## WHAT YOU WILL DO
What is the count of lines in the records that include "locally"? Reply with that number alone.

## Dataset items
########
PR #370, opened 2023-08-26
Fixed allocations.md markup

### LINKED ISSUE #364: Swift on Server/guides/allocation is totally mangled and missing content
## Describe the bug

The original article https://github.com/swift-server/guides/blob/main/docs/allocations.md was republished as https://www.swift.org/server/guides/allocations.html but unfortunately it doesn't render properly

## To Reproduce

- Try to read the full article
- Try to see the images
- 
## Expected behavior

- Full article readable
- Images available
 
## Actual behavior

- A lot of missing content / images
- A lot seems to be (in unreadable form) under the "Demo program source code" disclosure triangle

natikgadzhi:
This pull request cleans up the markup on https://www.swift.org/server/guides/allocations.html page.

### Motivation:

- Closes #364!

### Modifications:

- To get the collapsible block to work, we would need to add an extra dependency on gh-flavored markdown parser, like this: https://github.com/github/jekyll-commonmark-ghpages — it's not very well maintained it seems, and could have side-effects for other pages.
- So instead, I removed the collapsible details block and replaced it with a sub-subheading.

### Result:

A more readable guide, and hopefully slightly happier @weissi.


server/guides/allocations.md
```diff
@@ -104,17 +104,16 @@ After we have confirmed that our user probe on `malloc` works in general, let's
 
 For example, we could analyse a program which does 10 subsequent HTTP requests using [AsyncHTTPClient](https://github.com/swift-server/async-http-client). If you're interested in the full source code, please expand below.
 
-<details>
-<summary>Demo program source code</summary>
+#### Demo program source code
```
alexandersandberg, line 107: It would be good to use an H3 here to not skip a level.

```suggestion
### Demo program source code
```

alexandersandberg (commented):
Thanks for helping out with this! Seems like a good fix to me.

Left a small comment.

0xTim (approved):
LGTM once @alexandersandberg's comments have been addressed

natikgadzhi:
@alexandersandberg @0xTim thank you both for reviewing "overnight" on a weekend!

server/guides/allocations.md
natikgadzhi: Done!

natikgadzhi:
I also searched the whole repo for other instances of `<details>`, and the only one remaining is commented out.

Gemfile.lock
alexandersandberg, line 1: It looks like this was accidentally committed. Let's remove it. 🙂

alexandersandberg (changes requested):

alexandersandberg:
> I also searched the whole repo for other instances of `<details>`, and the only one remaining is commented out.

There are actually more `<details>` in use, but you have to search for them without the closing bracket as they have a class (`<details class="download">`).

It seems like they are not affected by the same issues though. I think because they all only contain HTML.

natikgadzhi:
Yep. My bad. 
One sec.

Gemfile.lock
natikgadzhi: Cleaned that up. My bad, sorry.

alexandersandberg: Np! 🙂

alexandersandberg (approved):

alexandersandberg:
@swift-ci please test

alexandersandberg:
CI might be down. Will try again later/tomorrow. 😄

alexandersandberg:
@swift-ci test

PR #371, opened 2023-08-28
Add some showcase snippets

bitjammer:


tomerd:
cc @alexandersandberg

alexandersandberg:
Thanks, @bitjammer! Nice to finally have some proper snippets. 🎉 

The snippets have to be placed in the `_data/featured_snippets.yml` file at the moment. I would prefer your way of adding swift files to a folder, but my limited Jekyll knowledge gets in the way here. If anyone else knows how to do this, please feel free to help out!

But for now, I think we have to use the above-mentioned data file. Let me know if you want my help with that.

As the code snippets vary in height quite a bit, we will have to remove the fixed height constraint on the snippets box.

This height constraint was initially added to prevent layout shifts on page reload. Whether that's a real issue we need to fix or not though is up for discussion. This is what it will look like now when reloading:

https://github.com/apple/swift-org-website/assets/35671299/8e3b9b67-8e42-45a2-9296-119fba22e95e

A possible solution would be to only use snippets with roughly the same line length. Then we could add a fixed height and center the snippets within that box. But this also limits us in what we can feature here.

I'm open to suggestions. Maybe the layout shifts aren't a big deal after all, but the longer snippets do push the rest of the content down below the fold, which might not be ideal.

alexandersandberg:
@bitjammer We're planning on merging the content improvements branch very soon. Do you think you will have time to take a look at the feedback above? If not, I can take over. Please let me know! 🙂

alexandersandberg:
I will merge this as is and make the required changes in the content improvements branch. Thanks for providing these snippets! 🙂

bitjammer:
Hi @alexandersandberg, sorry I missed your comments!

I'm not sure what to say about whether the snippet layout container should be variable height from a layout perspective. However, being text, the snippet *content* should be allowed to variable in size so we don't limit our expressiveness here. I can totally see that there are limits to that, though! We wouldn't want them to be too long and generally speaking snippets are encouraged to be as brief as possible. I admit that's not really a precise answer.

Just looking at your video, I don't know if it's as much of a problem that the layout differs slightly on _reload_. If things were resizing with a dynamic UI, like with a prev/next button, I'd be a bit more concerned.

PR #373, opened 2023-08-29
Content improvement guide updates

0xTim:
Updates the guides so they match what's generated for 5.8 to avoid confusion

cc @tomerd


tomerd (approved):
thanks

PR #1798, opened 2024-04-01
Fix `skywire cli visor route` subcommand implementation

0pcom:
* removed parsing positional arguments - parsing flags only
* simplify initialization
* shorten subcommand names
* combine `skywire cli visor route rule` and `skywire cli visor route ls-rules` subcommands into `skywire cli visor route`

image

image

image

image

image

image

image

image


0pcom:
The previous commit moves `skywire cli visor route` to `skywire cli route` and `skywire cli visor tp` to `skywire cli tp`

similar changes were made in combining subcommand functionality to the parent command and removing extra subcommands.

image

image

image

image

image

image

image

PR #1805, opened 2024-04-10
Reward System UI

0pcom:
Add reward system UI which is currently running at https://fiber.skywire.dev/
WIP


0pcom:
It runs without errors after compiling the unified skywire binary and still functions to distribute transactions.

PR #1855, opened 2024-07-13
Fix IP issue on survey

mrpalide:

Fixes #_

 Changes:	
- remove fetching IP from `ip.skycoin.com`
- add `FetchIP` method to get it by dmsg servers

How to test this PR:
- build
- run `skywire cli survey`
- check generated survey, section `ip_address`. It should just have IP address. Something like this  
  image


mrpalide:
@0pcom You should change your reward script, based on new field name of IP section. It was `ip.skycoin.com` and now is `ip_address`.

PR #1885, opened 2024-10-15
Fix codebase issues

mrpalide:

Fixes #_

 Changes:	
- upgrade golang to v1.23
- fix golangci-lint issues

How to test this PR:
TBD


0pcom:
Should we really update golang to a version that doesn't exist yet?

I'm sure you meant v1.23 ;)

On a similar note, should make sure to update golangci-lint to the latest version if it's not at that already.

When that is updated, the one type of error that I haven't figured out how to resolve to the liking of golangci-lint is type conversion for int64 to int and similarly with uint. other than commenting //nolint

if a proper solution to that can be found, it would be good to post it here for future reference

mrpalide:
Yes, I see your changes after create my PR, lol :))

We should do more investigation on that convert types and probability issues, and handle them.

But, for now, I merge this PR, because of some little changes. lol :))

PR #1912, opened 2024-12-17
Replace "github.com/skycoin/skywire-utilities" imports with "github.com/skycoin/skywire/pkg/skywire-utilities"

0pcom:
* replace imports


0pcom:
This will temporarily break skywire on develop until the dmsg, skywire-services, and skycoin-service-discovery repos are changed to the new import path.

Adding the skywire-utilities package did not allow dmsg to work because it's still importing skywire which currently imports skywire-utilities (that is changed in this PR).

However, replacing the skywire import in dmsg with the local changes reflected in this PR allowed it to work.

So this PR needs to be merged first as this is the only viable alternative. And then the other repos will be updated with the commit here before another PR updates the import commits for those repos in go.mod here

PR #1921, opened 2025-01-21
Improve route logic in visor side

mrpalide:

Fixes #_

 Changes:	
- [x] change default (and hardcoded) value of `max_hop` from 50 to 1000. (not included on visor config)
- [x] change default value of min_hop in config from 0 to 1. 0 was meaningless.
- [x] add retrier on trying find route by skysocks-client
- [x] fix data race found in skysocks-client (#1923)

How to test this PR:
- for check change minhop value in config, generate a config
- for retry function, run visor, start skysock-client with dummy but correct PK as skysocks server PK, check logs

### DIFF
--- a/cmd/apps/skysocks-client/commands/skysocks-client.go
+++ b/cmd/apps/skysocks-client/commands/skysocks-client.go
@@ -35,16 +35,20 @@ const (
 )
 
 var (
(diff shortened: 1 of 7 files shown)


0pcom (approved):
looks good

Issue #1934, opened 2025-02-14
version via `"runtime/debug"` package & Compile with golang 1.24


0pcom:
https://tip.golang.org/doc/go1.24

> The go build command now sets the [main module’s version](https://tip.golang.org/pkg/runtime/debug#BuildInfo.Main) in the compiled binary based on the version control system tag and/or commit. A +dirty suffix will be appended if there are uncommitted changes. Use the -buildvcs=false flag to omit version control information from the binary.

https://pkg.go.dev/runtime/debug@master#Module

If skywire is compiled with go 1.24, the version will be available from `"runtime/debug"` import:

```
fmt.Println(runtime.BuildInfo.Main.Version)

```

We should augment the way we version skywire and other related repos to use this new method, and drop the manual setting of the version via ldflags

We should upgrade the go version used in the CI and used to create releases to go 1.24

We must also update golangci-lint to the latest version & ensure it is built with the latest go version 1.24

0pcom:
https://github.com/skycoin/skywire/pull/1938

The test of this PR succeeds:

```
$ go run github.com/skycoin/skywire/cmd/version@develop
go: downloading github.com/skycoin/skywire v1.3.29-rc5.0.20250226185533-ac6ecde1de31
github.com/skycoin/skywire/cmd/version version v1.3.29-rc5.0.20250226185533-ac6ecde1de31
$ go run github.com/skycoin/skywire/cmd/version@develop
github.com/skycoin/skywire/cmd/version version v1.3.29-rc5.0.20250226185533-ac6ecde1de31

```

What is more convenient, the build is cached.

While it may take a moment to download the latest commit to develop, running the same command again works much faster and is basically seamless

## Further changes

We need to integrate this versioning scheme so that the other places in the source code which reference the version will use this & either maintain reverse compatibility with the previous versioning mechanisms or we need to state that go v1.24 is the minimum version required to build

## Future implications

The versioning was the one thing which previously required `git` as a dependency, and the user to clone the source code. With this change, it's possible to get a correctly versioned skywire binary with `go run` or `go install`

now it's possible to easily update a locally installed binary with those commands.

PR #1938, opened 2025-02-26
Add Version command

0pcom:
https://github.com/skycoin/skywire/issues/1934

This is difficult to test outside of the develop branch here because the module declares it's path differently from what it's required as on forks.

So the version command will be added, at least temporarily, until it's ombined with the buildinfo package - in a way which is hopefully reverse compatible with previous versioning approaches.

## Testing (after merge)

it should be possible to either install or run skywire from the develop branch and to run `skywire version` to print the version.

```
go install github.com/skycoin/skywire/cmd/version@develop
# OR
go run  github.com/skycoin/skywire/cmd/version@develop
```


0pcom:
* the golang & golangci-lint versions used by the CI were also updated in this PR

* replace directives were omitted from go.mod to allow the versioning scheme to work correctly via `go install`

* vestigial code was removed

* CI errors shown on the latest version of golangci-lint were fixed

Issue #1945, opened 2025-03-05
Use address resolver to determine if certain transport types can be established to remote visors


0pcom:
Currently there exists logic to prevent automatic stcpr transport creation to non-public visors - which may be overridden by the `-f` flag of `skywire cli tp add`

This logic is actually implemented incorrectly as it blocks creation of stcpr transports regardless of if the visor is public or not.

In the second place, it was the wrong choice to use the public visor service discovery to make this determination.

the [address resolver](https://ar.skywire.skycoin.com/transports) should be used to predetermine what transport types may be created to remote visors. including sudph. And we should show an error message based on if the visor attempting to be transported is shown to be available for certain transport types.

the -f flag should force a transport creation attempt for certain types of transports.

0pcom:
fixed in https://github.com/skycoin/skywire/pull/1947

PR #1947, opened 2025-03-10
`skywire cli tp add` use address resolver instead of public visor service discovery

0pcom:
Fixes: https://github.com/skycoin/skywire/issues/1945


0pcom:
@mrpalide integration test is broken for linux CI. it works for me locally. Merging.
########
## OUTPUT FOR THIS TASK
2